Ambiguous cases: Generally, if the case is ambiguous, rather than creating an exceptional annotation a comment is added. Examples: "May be component of a dicistronic gene; available data inconclusive." "3' UTR contains an ORF that is conserved among close Drosophila species (potential peptide [*] aa in length); possible stop-codon suppression."
Assessment of supporting data
One of the most difficult aspects of annotation is assessing the validity of the supporting data. Most problems are recognized only after a period of time, during which a pattern emerges. Examples: the RE and RH cDNA libraries have a higher frequency of genomically primed clones; the GenScan prediction algorithm tends to overpredict, creating long annotations with many small exons (it is more appropriate for vertebrates); unspliced ESTs must be viewed with caution, especially those from the Exelixis libraries; the IP cDNAs exhibit a higher frequency of chimeric or atypically spliced clones.
We make note of problematic clones, most commonly those that are chimeric, that contain an RTase error resulting in a frameshift, or that appear to be genomically primed. We use the description "Suspect" for clones that appear to be aberrantly spliced (or are unspliced) and do not support a CDS of any size. This information may be found on the FlyBase cDNA clone reports in the "Known Problems" field.

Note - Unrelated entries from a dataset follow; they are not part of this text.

PR #246, opened 2025-01-14
Add wrapper for `EVP_BPE_scrypt`

harrybrwn:
Pretty simple, just a wrapper function around `EVP_BPE_scrypt` with some simple tests.

### DIFF
--- a/scrypt.go
+++ b/scrypt.go
@@ -1,0 +1,37 @@
+//go:build !cmd_go_bootstrap
+
+package openssl
+
+// #include "goopenssl.h"
+import "C"
+import (
+	"unsafe"
+)
+
+func Scrypt(password string, salt []byte, N, r, p, maxmem, keylen uint64) ([]byte, error) {
+	cpassword := C.CString(password)
+	defer C.free((unsafe.Pointer)(cpassword))
+
+	csalt := C.CBytes(salt)
+	defer C.free((unsafe.Pointer)(csalt))
+
+	key := C.malloc(C.size_t(keylen))
+	defer C.free(key)
+
+	res := C.go_openssl_EVP_PBE_scrypt(
+		cpassword,
+		C.size_t(len(password)),
+		(*C.uchar)(csalt),
+		C.size_t(len(salt)),
+		C.uint64_t(N),
+		C.uint64_t(r),
+		C.uint64_t(p),
+		C.uint64_t(maxmem),
+		(*C.uchar)(key),
+		C.size_t(keylen),
+	)
+	if res != 1 {
+		return nil, newOpenSSLError("EVP_PBE_scrypt")
+	}
+	return C.GoBytes(key, C.int(keylen)), nil
+}
--- a/scrypt.go
+++ b/scrypt.go
@@ -8,20 +8,19 @@ import (
 	"unsafe"
 )
 
-func Scrypt(password string, salt []byte, N, r, p, maxmem, keylen uint64) ([]byte, error) {
+func Scrypt(password string, salt []byte, N, r, p, maxMem, keyLen uint64) ([]byte, error) {
 	cpassword := C.CString(password)
 	defer C.free((unsafe.Pointer)(cpassword))
 
 	csalt := C.CBytes(salt)
 	defer C.free((unsafe.Pointer)(csalt))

Current list of "canned" annotation comments
An "AnnotationComment" is one that applies to the whole gene model; A "TranscriptComment" applies to a specific transcript. AnnotationComments
"gene_with_dicistronic_processed_transcript ; SO:0000722" "May be component of a dicistronic gene; available data inconclusive." "gene_with_dicistronic_primary_transcript ; SO:0000721" "Shares 5' UTR with upstream gene. "Shares 5' UTR with downstream gene. "Gene merge based on protein alignment (BLASTX) data." "Gene merge based on EST/cDNA data." "Gene split based on protein alignment (BLASTX) data." "Gene split based on EST/cDNA data." "Known mutation in sequenced strain." "Probable mutation in sequenced strain: premature stop." "Probable mutation in sequenced strain: [*]." "Gene model includes transcripts encoding non-overlapping portions of the full CDS." "3' UTR contains an ORF that is conserved among close Drosophila species (potential peptide [*] aa in length)." "3' UTR contains an ORF that is conserved among close Drosophila species (potential peptide [*] aa in length); possible stop-codon suppression." "Multiphase exon postulated: exon reading frame varies in alternative transcripts."
TranscriptComments
"GC splice donor site postulated." "Unconventional splice site postulated." "5' exon not determined (no ATG translation start identified)." "Transcript terminates at site supported by polyadenylated cDNA." "Unconventional (non-ATG) translation start supported by [*]." "Stop codon suppression supported by [*]." "Occurrence of translational frameshift supported by [*]." "Downstream translation start supported by [*]." "Transcript model based on protein alignment (BLASTX); no experimental evidence for splice sites." "Monocistronic transcript; alternative dicistronic transcript(s) exist." "Dicistronic transcript; alternative monocistronic transcript(s) exist." "Dicistronic transcript." "Based on cDNA(s) that contain premature stop codon; may or may not produce functional polypeptide." "Transcript postulated to overlap transposable element."